10) Peg + Cat

One franchise that has recently (2013) started using transmedia techniques is PBS Kids. PBS Kids is one channel for children’s television programming, which has a high focus on education within their kids’ shows. One PBS Kids show in particular, Peg + Cat, is a math series aimed at preschool kids, and has lots of integrated online content that works alongside the show. One the Peg + Cat website, parents can find web-based games and learning tools, as well as character profiles and printable activities (shown below). The show also has a mobile app.
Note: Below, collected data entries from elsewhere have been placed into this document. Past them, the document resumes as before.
PR #2306, opened 2019-02-16
[WIP] Implement Resource limit

### LINKED ISSUE #2029: Add option to inject to set resource limits

TwinProduction:
Closes #2029: Add option to inject to set resource limits

This is also a breaking change, because the flag `proxy-cpu` has been renamed to `proxy-cpu-request` and the flag `proxy-memory` to `proxy-memory-request`. 
That change was necessary to clearly differentiate request from limit, since there are now two new flags, `proxy-cpu-limit` and `proxy-memory-limit`.


TwinProduction:
I did a oopsie

PR #2307, opened 2019-02-16
Implement resource limit

### LINKED ISSUE #2029: Add option to inject to set resource limits

TwinProduction:
Closes #2029: Add flags to the `inject` subcommand for setting resource limits

This is also a breaking change, because the flag `proxy-cpu` has been renamed to `proxy-cpu-request` and the flag `proxy-memory` to `proxy-memory-request`. 
That change was necessary to clearly differentiate request from limit, since there are now two new flags, `proxy-cpu-limit` and `proxy-memory-limit`.


TwinProduction:
Depending on what gets merged first, #2291 is impacted, more specifically `ResourceRequirements` in `config.proto`

cli/cmd/root.go
```diff
@@ -368,8 +384,10 @@ func addProxyConfigFlags(cmd *cobra.Command, options *proxyConfigOptions) {
...
 	cmd.PersistentFlags().UintVar(&options.proxyMetricsPort, "metrics-port", options.proxyMetricsPort, "Proxy port to serve metrics on")
-	cmd.PersistentFlags().StringVar(&options.proxyCPURequest, "proxy-cpu", options.proxyCPURequest, "Amount of CPU units that the proxy sidecar requests")
-	cmd.PersistentFlags().StringVar(&options.proxyMemoryRequest, "proxy-memory", options.proxyMemoryRequest, "Amount of Memory that the proxy sidecar requests")
+	cmd.PersistentFlags().StringVar(&options.proxyCPURequest, "proxy-cpu-request", options.proxyCPURequest, "Amount of CPU units that the proxy sidecar requests")
+	cmd.PersistentFlags().StringVar(&options.proxyMemoryRequest, "proxy-memory-request", options.proxyMemoryRequest, "Amount of Memory that the proxy sidecar requests")
+	cmd.PersistentFlags().StringVar(&options.proxyCPULimit, "proxy-cpu-limit", options.proxyCPULimit, "Maximum amount of CPU units that the proxy sidecar can use")
+	cmd.PersistentFlags().StringVar(&options.proxyMemoryLimit, "proxy-memory-limit", options.proxyMemoryLimit, "Maximum amount of Memory that the proxy sidecar can use")
```
alpeb: Those descriptions look good :+1: 
I agree with the flags name changes, but could you leave the previous options `proxy-cpu` and `proxy-memory` for backwards compatibility (with a deprecation message in the description)? And then you can use `cmd.PersistentFlags().MarkHidden` to hide them from the help screen.
Both old and new flags can point to `&options.proxyCPURequest` and `&options.proxyMemoryRequest` and it should work.

cli/cmd/root.go
```diff
@@ -314,13 +318,25 @@ func (options *proxyConfigOptions) validate() error {
...
+		if _, err := k8sResource.ParseQuantity(options.proxyCPULimit); err != nil {
+			return fmt.Errorf("Invalid cpu limit '%s' for --proxy-cpu-limit flag", options.proxyCPULimit)
+		}
+	}
+
+	if options.proxyMemoryLimit != "" {
+		if _, err := k8sResource.ParseQuantity(options.proxyMemoryLimit); err != nil {
+			return fmt.Errorf("Invalid memory limit '%s' for --proxy-memory-limit flag", options.proxyMemoryLimit)
 		}
 	}
```
alpeb: To be more bulletproof, it would be great if you could add a validation to check requests are not greater than limits, if both are set.

alpeb:
It would also be great if you could update the test that has `requests` entries to also include `limits`.
That'd mean adding the limits after this:
https://github.com/linkerd/linkerd2/blob/98c2686c9575e120363bca3418e24b0b719627b0/cli/cmd/inject_test.go#L61-L64
and updating `/cli/cmd/testdata/inject_emojivoto_pod_with_requests.golden.yml`, if I'm not mistaking.

cli/cmd/root.go
TwinProduction: Fixed with a0083b6, and I didn't know cobra had that feature. Pretty handy.

cli/cmd/root.go
TwinProduction: Fixed with 35eb8fe2743ad6c46eb235f1b301715ee1b9ea11, let me know what you think

TwinProduction:
@alpeb I added the tests as you suggested

cli/cmd/root.go
```diff
@@ -314,13 +318,39 @@ func (options *proxyConfigOptions) validate() error {
...
+	}
+
+	if options.proxyCPULimit != "" {
+		cpuLimit, err := k8sResource.ParseQuantity(options.proxyCPULimit)
+		if err != nil {
+			return fmt.Errorf("Invalid cpu limit '%s' for --proxy-cpu-limit flag", options.proxyCPULimit)
+		}
+		if options.proxyCPURequest != "" {
+			// Not checking for error because option proxyCPURequest was already validated
+			if cpuRequest, _ := k8sResource.ParseQuantity(options.proxyCPURequest); cpuRequest.Value() > cpuLimit.Value() {
```
alpeb: Unfortunately `.Value()` doesn't catch problems here because it rounds values like `100m` to `1`. So something like this won't be caught:
` inject --proxy-cpu-request 200m --proxy-cpu-limit 100m`

You want to use `.MilliValue()` instead for doing the comparison.

TwinProduction: Oops, my bad.

Fixed.

cli/cmd/root.go
```diff
@@ -314,13 +318,39 @@ func (options *proxyConfigOptions) validate() error {
...
+	}
+
+	if options.proxyMemoryLimit != "" {
+		memoryLimit, err := k8sResource.ParseQuantity(options.proxyMemoryLimit)
+		if err != nil {
+			return fmt.Errorf("Invalid memory limit '%s' for --proxy-memory-limit flag", options.proxyMemoryLimit)
+		}
+		if options.proxyMemoryRequest != "" {
+			// Not checking for error because option proxyMemoryRequest was already validated
+			if memoryRequest, _ := k8sResource.ParseQuantity(options.proxyMemoryRequest); memoryRequest.MilliValue() > memoryLimit.MilliValue() {
```
alpeb: Sorry I wasn't clearer on my previous comment. CPU values are fractions of 1 (like 100m means 10% of one CPU core) so we should use `MilliValue`. Memory on the other hand is an integer, in bytes. So we can still use `Value` for memory, while saving us some cycles.

TwinProduction: Though I have no problem making that change, isn't it better to opt for consistency for something that would save an insignificant amount of cycles?

Regardless, fixed with 35a4d13

alpeb:
Thanks again for all your work. This will make it into today's Edge release :+1:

This transmedia form of storytelling allows PBS Kids to create a larger, more in depth mathematical world for its Peg + Cat viewers. Now, children can follow the adventures of their favorite characters without needing to stay in front of the TV. As Henry Jenkins observes with the Danny Bilson’s co-creation games, creating the shows and games simultaneously allows fans to participate in a deeper universe for more than just an hour a week. Bilson explains it like this: “I’ve just been introduced to the world in the film and I want to get there, explore it. You need that connection to the world to make participation exciting” (Jenkins 106).

To achieve this level of connection and immersion, the television producers for Peg + Cat teamed up with the developers from CloudKid, which is a “digital creative agency specializing in interactive and animation production” (“About Us”). They focus on transmedia storytelling across a variety of platforms, including apps, websites, webisodes, and network pilots. It is the CloudKid company which has made it possible for PBS Kids to use synergistic storytelling, where information is laid out in such as way as to keep people interested and working for it. Online bonus material allows kids to dive deeper into their relationships with the characters on screen without actually sitting chained to the TV all day (which would cause parents worry). PBS Kids has transmedia down to a science. After all, as Vivian mentions, the goal of such transmedia and synergistic storytelling is to “prevent closure from occurring too quickly.”

Word Count: 344

Works Cited:

“About Us.” CloudKid, 2014, cloudkid.com/company/.

Jenkins, Henry. Searching for the Origami Unicorn: The Matrix and Transmedia Storytelling, drive.google.com/file/d/1YyRvp3wvhMQ3st0BhpPim6edaTotciCz/view.